** Opening Recorded information block **
PR #12119, opened 2025-10-03
Add gh action to copy stackgres cluster

### LINKED ISSUE #11988: Test github action for copying live environment
### Problem

We added a bash script to copy a citus cluster to a dormant cluster. We need to use this script in a github action so that we can run this action to standup the dormant environment with an up to date view of mainnet and run tests.

### Solution

- add github action
- move scripts out of doc folder

### Alternatives

_No response_

jnels124:
**Description**:
* add gh action to copy stackgres cluster
* move runbook scripts to tools module
* fix bugs introduced by adding copy live environment script

**Related issue(s)**:

Fixes #11988 

**Notes for reviewer**:

**Checklist**


.github/workflows/copy-stackgres-cluster.yml
```diff
@@ -0,0 +1,161 @@
+# SPDX-License-Identifier: Apache-2.0
+
+name: Copy StackGres Citus Cluster
+
+on:
+  workflow_dispatch:
+    inputs:
+      source_cluster_location:
+        description: "Source: GKE location (zone or region)"
```
steven-sheehy, line 57: Maybe default to `us-central1` to reduce typing? Or make an enum? Same for target.

.github/workflows/copy-stackgres-cluster.yml
```diff
@@ -0,0 +1,161 @@
...
+        default: nonprod
+        required: true
+      target_cluster_location:
+        description: "Target: GKE location (zone or region)"
+        required: true
+      target_cluster_name:
+        description: "Target: GKE cluster name"
+        required: true
+      target_default_pool:
+        description: "Target: default pool name"
```
steven-sheehy, line 79: Can this be derived from the other info if omitted?

.github/workflows/copy-stackgres-cluster.yml
```diff
@@ -0,0 +1,161 @@
...
+      SA_EMAIL: ${{ secrets.GH_ACTIONS_KUBECTL_GCP_SERVICE_ACCOUNT }}
+      USE_GKE_GCLOUD_AUTH_PLUGIN: "True"
+      WIF_PROVIDER: ${{ secrets.GH_ACTIONS_KUBECTL_WORKLOAD_ID_PROVIDER }}
+
+    steps:
+      - name: Checkout
+        uses: actions/checkout@v4
+
+      - name: Ensure jq is available
+        run: jq --version || (sudo apt-get update && sudo apt-get install -y jq)
```
steven-sheehy, line 120: I see we use jq in workflows but don't usually install it. Does it not come installed by default?

.github/workflows/copy-stackgres-cluster.yml
```diff
@@ -0,0 +1,161 @@
...
+      K8S_SOURCE_CLUSTER_CONTEXT: "source_gke_context"
+      K8S_TARGET_CLUSTER_CONTEXT: "target_gke_context"
+      PINNED_KUBECONFIG: ${{ github.workspace }}/.kube/config
+      SA_EMAIL: ${{ secrets.GH_ACTIONS_KUBECTL_GCP_SERVICE_ACCOUNT }}
+      USE_GKE_GCLOUD_AUTH_PLUGIN: "True"
+      WIF_PROVIDER: ${{ secrets.GH_ACTIONS_KUBECTL_WORKLOAD_ID_PROVIDER }}
+
+    steps:
+      - name: Checkout
+        uses: actions/checkout@v4
```
steven-sheehy: Need to use SHAs for all versions. Can copy from other workflows.

.github/workflows/copy-stackgres-cluster.yml
```diff
@@ -0,0 +1,161 @@
...
+      - name: Setup Go
+        uses: actions/setup-go@v5
+        with:
+          go-version: "1.22"
+
+      - name: Install ksd (Go)
+        run: |
+          go install github.com/mfuentesg/ksd@latest
+          echo "$(go env GOPATH)/bin" >> "$GITHUB_PATH"
+          ksd -h
```
steven-sheehy: We install go just for ksd? If so, we should remove ksd from scripts. It's simple to do what ksd does manually: `kubectl get secret foo -o yaml | yq '.data."values.yaml"' | base64 -d`

.github/workflows/copy-stackgres-cluster.yml
```diff
@@ -0,0 +1,161 @@
...
+
+      - name: Prepare pinned kubeconfig
+        run: |
+          mkdir -p "$(dirname "$PINNED_KUBECONFIG")"
+          : > "$PINNED_KUBECONFIG"
```
steven-sheehy: Does this need to occur here or can it be done later in `Add source context to pinned kube config` step?

.github/workflows/copy-stackgres-cluster.yml
```diff
@@ -0,0 +1,161 @@
...
+        shell: bash
+        env:
+          AUTO_CONFIRM: "true"
+          DEFAULT_POOL_NAME: ${{ inputs.target_default_pool }}
+          WAIT_FOR_K6: ${{ inputs.teardown_target && 'true' || 'false' }}
+        run: |
+          set -Eeuo pipefail
+          echo "Running: script to copy stackgres cluster"
+          cd ./tools/cluster-management/
+          ./copy-live-environment.sh
```
steven-sheehy: Could be simplified. This script itself should already call `set`.

```suggestion
        run: cd ./tools/cluster-management && ./copy-live-environment.sh
```

.github/workflows/copy-stackgres-cluster.yml
```diff
@@ -0,0 +1,161 @@
...
+
+      - name: Cleanup pinned kubeconfig
```
steven-sheehy: Why do we need to clean it up if this env is not reused by anything else?

.github/workflows/copy-stackgres-cluster.yml
jnels124: it is usually the cluster name except in some test clusters

.github/workflows/copy-stackgres-cluster.yml
jnels124: yes it is installed already

.github/workflows/copy-stackgres-cluster.yml
jnels124: yes just to install ksd. I can make this change

.github/workflows/copy-stackgres-cluster.yml
jnels124: it can be done in the add source context step

.github/workflows/copy-stackgres-cluster.yml
jnels124: just cleaning up because it contains access tokens to production clusters (potentially) I can remove this step

.github/workflows/copy-stackgres-cluster.yml
jnels124: just to be clear we will have to change so each individual value is piped to base64 -d

steven-sheehy: Right. Or create a util method if it's easier

xin-hedera (approved):
LGTM

.github/workflows/copy-stackgres-cluster.yml
```diff
@@ -0,0 +1,129 @@
...
+          mv "${PINNED_KUBECONFIG}.merged" "$PINNED_KUBECONFIG"
+          echo "KUBECONFIG=$PINNED_KUBECONFIG" >> "$GITHUB_ENV"
+
+      - name: Execute copy script
+        shell: bash
+        env:
+          AUTO_CONFIRM: "true"
+          DEFAULT_POOL_NAME: ${{ inputs.target_default_pool }}
+          WAIT_FOR_K6: ${{ inputs.teardown_target && 'true' || 'false' }}
+        run: cd ./tools/cluster-management/ && ./copy-live-environment.sh
```
xin-hedera: It doesn't look like the script will sanity check if the target cluster already has everything installed. If so, we should consider adding checks to avoid accidents.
** Closing Recorded information block **
▶ Work to complete
List the lines of the records where "hedera" occurs.

▶ Response area
xin-hedera (approved):
xin-hedera: It doesn't look like the script will sanity check if the target cluster already has everything installed. If so, we should consider adding checks to avoid accidents.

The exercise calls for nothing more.